Aim of the exercise: How many of the lines below hold the word "second"? Answer only with the number.

Data records:
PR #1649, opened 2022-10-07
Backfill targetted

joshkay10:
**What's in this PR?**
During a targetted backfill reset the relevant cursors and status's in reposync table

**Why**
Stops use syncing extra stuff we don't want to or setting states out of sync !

* * *

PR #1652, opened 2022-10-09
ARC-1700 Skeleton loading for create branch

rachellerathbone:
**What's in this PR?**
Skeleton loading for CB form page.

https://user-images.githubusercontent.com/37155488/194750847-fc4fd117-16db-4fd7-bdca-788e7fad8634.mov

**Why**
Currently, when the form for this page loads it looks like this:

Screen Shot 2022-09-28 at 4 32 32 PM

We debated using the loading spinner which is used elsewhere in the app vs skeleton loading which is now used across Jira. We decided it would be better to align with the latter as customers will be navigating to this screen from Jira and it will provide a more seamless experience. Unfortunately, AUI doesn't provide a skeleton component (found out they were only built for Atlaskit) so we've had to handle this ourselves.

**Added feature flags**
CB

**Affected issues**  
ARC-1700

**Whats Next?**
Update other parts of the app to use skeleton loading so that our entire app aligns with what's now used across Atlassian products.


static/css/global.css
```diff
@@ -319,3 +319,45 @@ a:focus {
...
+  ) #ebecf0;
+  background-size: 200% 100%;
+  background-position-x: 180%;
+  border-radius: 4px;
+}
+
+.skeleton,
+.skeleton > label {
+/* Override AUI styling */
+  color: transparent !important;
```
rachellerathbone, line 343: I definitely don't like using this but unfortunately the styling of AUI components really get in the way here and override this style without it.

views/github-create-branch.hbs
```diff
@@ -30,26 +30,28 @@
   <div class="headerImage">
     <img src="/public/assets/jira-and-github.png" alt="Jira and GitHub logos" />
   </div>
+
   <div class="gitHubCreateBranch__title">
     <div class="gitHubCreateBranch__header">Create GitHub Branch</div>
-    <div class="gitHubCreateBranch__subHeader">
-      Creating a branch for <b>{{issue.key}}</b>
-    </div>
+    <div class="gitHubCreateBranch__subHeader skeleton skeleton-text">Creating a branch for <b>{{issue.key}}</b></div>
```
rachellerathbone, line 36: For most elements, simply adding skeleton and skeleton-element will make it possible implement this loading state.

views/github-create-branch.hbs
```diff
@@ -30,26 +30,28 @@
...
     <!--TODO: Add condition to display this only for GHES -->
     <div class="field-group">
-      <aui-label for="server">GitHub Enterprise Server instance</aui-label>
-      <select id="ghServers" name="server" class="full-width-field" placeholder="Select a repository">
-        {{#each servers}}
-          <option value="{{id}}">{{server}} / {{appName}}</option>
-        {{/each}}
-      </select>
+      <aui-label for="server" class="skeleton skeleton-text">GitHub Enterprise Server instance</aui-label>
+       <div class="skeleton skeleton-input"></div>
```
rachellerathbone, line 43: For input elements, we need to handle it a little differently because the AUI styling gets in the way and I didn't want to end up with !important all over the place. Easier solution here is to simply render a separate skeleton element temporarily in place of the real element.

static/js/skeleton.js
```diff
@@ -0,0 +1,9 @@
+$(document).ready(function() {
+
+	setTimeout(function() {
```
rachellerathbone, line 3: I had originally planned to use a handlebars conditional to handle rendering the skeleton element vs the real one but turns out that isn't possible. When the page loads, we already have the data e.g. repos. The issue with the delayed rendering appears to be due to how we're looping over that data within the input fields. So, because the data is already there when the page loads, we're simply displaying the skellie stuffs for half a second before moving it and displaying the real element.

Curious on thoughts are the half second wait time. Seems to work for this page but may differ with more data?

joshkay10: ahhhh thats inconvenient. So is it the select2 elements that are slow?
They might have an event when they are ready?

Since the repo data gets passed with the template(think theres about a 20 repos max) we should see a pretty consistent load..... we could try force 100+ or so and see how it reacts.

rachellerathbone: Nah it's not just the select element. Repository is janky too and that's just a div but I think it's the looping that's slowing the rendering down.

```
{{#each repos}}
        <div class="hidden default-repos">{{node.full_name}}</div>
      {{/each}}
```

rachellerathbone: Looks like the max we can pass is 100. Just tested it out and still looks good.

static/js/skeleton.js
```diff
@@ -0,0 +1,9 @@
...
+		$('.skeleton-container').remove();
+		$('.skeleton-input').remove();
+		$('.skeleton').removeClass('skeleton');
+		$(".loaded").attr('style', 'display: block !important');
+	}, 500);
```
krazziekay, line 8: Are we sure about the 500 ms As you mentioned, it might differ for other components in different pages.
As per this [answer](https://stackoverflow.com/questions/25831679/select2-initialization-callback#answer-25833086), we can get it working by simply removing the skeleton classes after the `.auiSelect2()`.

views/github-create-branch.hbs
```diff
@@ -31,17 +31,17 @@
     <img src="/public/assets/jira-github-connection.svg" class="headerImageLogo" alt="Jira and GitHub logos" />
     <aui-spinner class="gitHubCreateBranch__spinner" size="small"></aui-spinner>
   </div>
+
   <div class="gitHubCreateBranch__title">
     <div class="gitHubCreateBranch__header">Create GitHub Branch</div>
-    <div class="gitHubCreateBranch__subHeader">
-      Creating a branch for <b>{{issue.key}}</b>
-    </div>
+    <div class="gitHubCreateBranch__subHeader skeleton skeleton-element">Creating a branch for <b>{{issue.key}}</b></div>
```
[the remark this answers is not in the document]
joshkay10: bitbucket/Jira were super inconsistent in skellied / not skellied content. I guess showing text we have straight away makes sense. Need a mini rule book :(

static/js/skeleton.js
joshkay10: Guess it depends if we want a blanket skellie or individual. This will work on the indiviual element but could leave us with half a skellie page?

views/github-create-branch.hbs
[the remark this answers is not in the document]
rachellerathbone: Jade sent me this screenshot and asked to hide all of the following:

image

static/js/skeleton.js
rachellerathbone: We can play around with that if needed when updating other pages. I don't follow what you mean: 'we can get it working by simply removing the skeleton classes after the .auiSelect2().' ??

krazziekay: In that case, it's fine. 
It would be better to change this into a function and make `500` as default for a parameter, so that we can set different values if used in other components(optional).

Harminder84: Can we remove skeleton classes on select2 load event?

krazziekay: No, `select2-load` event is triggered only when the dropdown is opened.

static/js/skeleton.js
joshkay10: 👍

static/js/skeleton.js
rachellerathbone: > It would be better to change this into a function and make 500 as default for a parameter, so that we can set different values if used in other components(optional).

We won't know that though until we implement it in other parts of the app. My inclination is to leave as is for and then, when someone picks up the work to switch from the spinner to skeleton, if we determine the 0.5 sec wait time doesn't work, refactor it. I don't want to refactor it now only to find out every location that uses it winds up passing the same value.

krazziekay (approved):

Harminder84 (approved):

Exercise answer: 2